Le 4ème round du dialogue inter-burundais se tient à l'hôtel Ngurdoto, Arusha © Yaga

Arusha : pour y faire quoi au juste ?

Le dernier round du dialogue interburundais tire à sa fin. Vu le profil des protagonistes de cette grande messe dite par Mkapa, faut-il s’attendre à grand-chose ? Pour le blogueur Anicet Nyamweru, « il ne faut pas se laisser distraire par Arusha.»

Nous connaissons tous les vrais protagonistes de ce match final qui se joue à Arusha. Qu’ils se rendent à Arusha  ou non, qu’ils se fassent représenter ou pas, qu’ils jouent la politique de la chaise vide ou pas, nous connaissons les forces et les faiblesses de chacun d’eux.

D’un côté, il y a une équipe composée par cette opposition radicale désagrégée et à l’agonie   et ses acolytes de la société civile, que je qualifie de pseudo société civile, eux aussi disparates et déboussolés. Cette  équipe malheureuse est noyée dans une infinité de partis  politiques qui pour la plupart n’existent que de noms et une pluie d’organisations de la société civile dont le bruit reste inaudible et sans effet.

D’un autre côté, il y a une autre équipe composée du gouvernement, du parti au pouvoir et ses alliés, une équipe on ne peut plus soudée,  tactiquement habile, une équipe qui a gagné presque la totalité des matchs qu’elle a livrés à domicile ou à l’étranger (dans l’EAC, à Addis Abeba, à New York, à Genève, à La Haye, … ), une équipe qui, fière d’avoir déjà remporté la coupe avant la fin de saison, attend de pied ferme la saison de 2020. Finalement une équipe  en position de force qui a toutes les cartes dans sa poche.

À Bujumbura la machine était déjà en  marche

Au Burundi, le dialogue inter-burundais a été couronné de succès. De l’Est à l’Ouest,  du Nord au Sud en passant par le Centre, le peuple burundais s’est déjà exprimé sur comment il veut que le pays soit gouverné. On ne le dira jamais assez, le peuple est souverain, vox pupuli vox dei. L’avenir du pays n’est pas l’apanage de la seule élite burundaise, encore moins des seuls hommes politiques, car le peuple a décidé de prendre en main son destin. En effet, en démocratie, une opinion d’un pauvre paysan de Bwambarangwe a le même poids que celle d’un professeur ou d’un docteur  qui a fait de hautes ou longues études à Bruxelles ou à Paris.   

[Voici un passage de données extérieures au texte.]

PR #1877, opened 2026-04-30
feat: add -Ttext/-Tdata/-Tbss segment layout for SEGMENT_START support

Blazearth:
This PR adds support for `-Ttext`, `-Tdata`, and `-Tbss`, wiring them into the layout phase so they affect the actual placement of `.text`, `.data`, and `.bss`. The section addresses are updated according to the provided `-T*` values
This builds on PR #1851, which introduced `SEGMENT_START` support using default values only.
This need to be merged first before PR #1851

### DIFF
--- a/libwild/src/output_section_id.rs
+++ b/libwild/src/output_section_id.rs
@@ -581,6 +581,22 @@ impl<'data, P: Platform> OutputSections<'data, P> {
         }
     }
 
+    /// Applies `--section-start` / `-Ttext` / `-Tdata` / `-Tbss` overrides to the built-in
+    /// sections `.text`, `.data`, and `.bss`. Must be called after `with_base_address` and before
+    /// the layout phase reads `section_info.location`.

Le rapport de ces consultations populaires a été donné aux instances habilitées, il ne reste que la mise en application de la volonté du peuple qui y est exprimée.  Par exemple, la révision de la Constitution pour lever des équivoques constatées dans certaines dispositions et pour l’adapter aux réalités du moment. Ce processus est en cours.

Les partis politiques ont les yeux fixés sur l’échéance de 2020 et chacun tente de gagner de nouveaux membres alors que, hélas, l’opposition radicale cherche à gagner la sympathie de l’électorat européen. Patriote plus que jamais, le peuple burundais a été sollicité pour financer lui-même les élections de 2020.  Après l’appel lancé par le chef de l’Etat Pierre Nkurunziza, la population se mobilise, elle ne compte plus sur les aides des Occidentaux qui cherchent à peser sur l’issue des élections et qui coupent les robinets dès qu’ils constatent que leurs propres intérêts ne sont pas servis.

À quoi aura servi Arusha finalement ?

Toutefois, les assises d’Arusha n’auront pas accouché d’une souris. Les efforts de la facilitation régionale auront permis d’apaiser les esprits de ceux qui avaient été tourmentés par les turbulences de 2015, et les résultats sont tangibles : des milliers de burundais qui avaient fui le pays commencent à rentrer. Certaines femmes et hommes politiques qui avaient fui le pays sont déjà sur le territoire national et d’autres ont déjà annoncé leur retour incessant. Finalement, la messe d’Arusha aura permis de revivifier la confiance entre les différentes forces vives de la Nation et préparer un bon climat politico-sécuritaire pour les élections de 2020, pour que ces dernières  soient pacifiques, inclusives et beaucoup plus transparentes. L’opposition radicale, au lieu de se perdre dans des visions fallacieuses et des débats inféconds,  n’a qu’à  être réaliste et rattraper ce train en marche vers 2020.